[Collected data]
........
PR #2091, opened 2024-02-10
Deprecate `importBootstrapCSS`, remove `importBootstrapTheme` and `importBootstrapFont`

SanderKnauff:
The CSS and SASS configuration should be manually configured by the consuming addon.
`importBootstrapTheme` and `importBootstrapFont` have been removed instead of deprecated as these only exists for Bootstrap 3, which we do not support.

### DIFF
--- a/docs/app/templates/getting-started/assets.hbs
+++ b/docs/app/templates/getting-started/assets.hbs
@@ -28,14 +28,27 @@
 
 <p>
   When not using a CSS preprocessor (see below) you will need to import the
-  static Bootstrap CSS into your ember-cli build:
+  static Bootstrap CSS into yourself.
+</p>
+<p>
+  For classic apps, add the following lines to
+  <code>ember-cli-build.js</code>
+
+  {{! prettier-ignore }}
+  <pre class="highlight"><code>//your-bootstrap-app/ember-cli-build.js
+module.exports = function(defaults) {
+  let app = new EmberApp(defaults, { /* Configuration */ });
+  app.import('node_modules/bootstrap/dist/css/bootstrap.css');
+  app.toTree();
+};</code></pre>
 </p>
 
-<div>
+<p>
+  For Embroider apps, import the CSS file in
+  <code>app/app.js</code>.
   {{! prettier-ignore }}
-  <pre class="highlight"><code>// app/app.js
-import 'bootstrap/dist/css/bootstrap.css';</code></pre>
-</div>
+  <pre class="highlight"><code>import 'bootstrap/dist/css/bootstrap.css';</code></pre>
+</p>
 
 <h2>Using a CSS preprocessor</h2>
 
--- a/docs/app/templates/getting-started/assets.hbs
+++ b/docs/app/templates/getting-started/assets.hbs
@@ -27,21 +27,17 @@
 <h2 id="importing-css-assets">Importing static CSS Assets</h2>
 
 <p>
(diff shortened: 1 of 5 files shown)


docs/app/templates/getting-started/assets.hbs
```diff
@@ -27,21 +27,18 @@
...
 <div>
+  {{! prettier-ignore }}
   <pre class="highlight"><code>//your-bootstrap-app/ember-cli-build.js
-      module.exports = function(defaults) { let app = new EmberApp(defaults, {
-      'ember-bootstrap': { 'importBootstrapCSS': false } }); return
-      app.toTree(); };
-    </code></pre>
+module.exports = function(defaults) {
+  let app = new EmberApp(defaults, { /* Configuration */ });
+  app.import('node_modules/bootstrap/dist/css/bootstrap.css');
```
simonihmig, line 39: I don't think we should suggest folks to use `app.import()` as that is a legacy EmberCLI API. I would rather suggest to use the "new" way using the ember-auto-import/webpack bundling pipeline, which is also how things would work natively under Embroider. Which is to import the CSS in JS code and let webpack handle the rest.

Haven't tried this out, but I think if you add this to your app's `app.{j,t}s`, then it _should_ work (we need to confirm!):

```
import 'bootstrap/dist/css/bootstrap.css';
```

SanderKnauff: Aha, I was not aware of that. Luckily your suggestion seems to work like a charm both in a classic and Embroider build.

jelhan: Ember CLI docs document `app.import()` to pull in third-party CSS: https://guides.emberjs.com/release/addons-and-dependencies/#toc_css I think we should point consumers to that official documentation.

I'm okay with an additional note that this may change in future. And different patterns available today already.

I see the main intent for deprecating this (beside unblocking v2 conversion) in getting rid of the responsibility. I fear we would somehow keep them if recommending an unofficial CSS import pattern.

jelhan: > Ember CLI docs document `app.import()` to pull in third-party CSS: https://guides.emberjs.com/release/addons-and-dependencies/#toc_css I think we should point consumers to that official documentation.
> 
> I'm okay with an additional note that this may change in future. And different patterns available today already.
> 
> I see the main intent for deprecating this (beside unblocking v2 conversion) in getting rid of the responsibility. I fear we would somehow keep them if recommending an unofficial CSS import pattern.

P.S.: Upgrading Ember CLI docs is likely best mid- to long-term solution here. 😅

jelhan (approved):
Looks good to me.

docs/app/templates/getting-started/assets.hbs
```diff
@@ -27,22 +27,28 @@
...
-</div>
+module.exports = function(defaults) {
+  let app = new EmberApp(defaults, { /* Configuration */ });
+  app.import('node_modules/bootstrap/dist/css/bootstrap.css');
+  app.toTree();
+};</code></pre>
+</p>
+
+<p>
+  For Embroider apps, import the CSS file in
```
simonihmig, line 47: This is not depending on the build system, because both patterns work both under classic and Embroider. It's more about legacy vs. next-gen pattern IMHO. But we can tweak this later...

simonihmig (approved):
........
◆ **Work instructions**
Where a line above holds the string "into", copy that line.

◆ **Written answer**
-  static Bootstrap CSS into your ember-cli build:
+  static Bootstrap CSS into yourself.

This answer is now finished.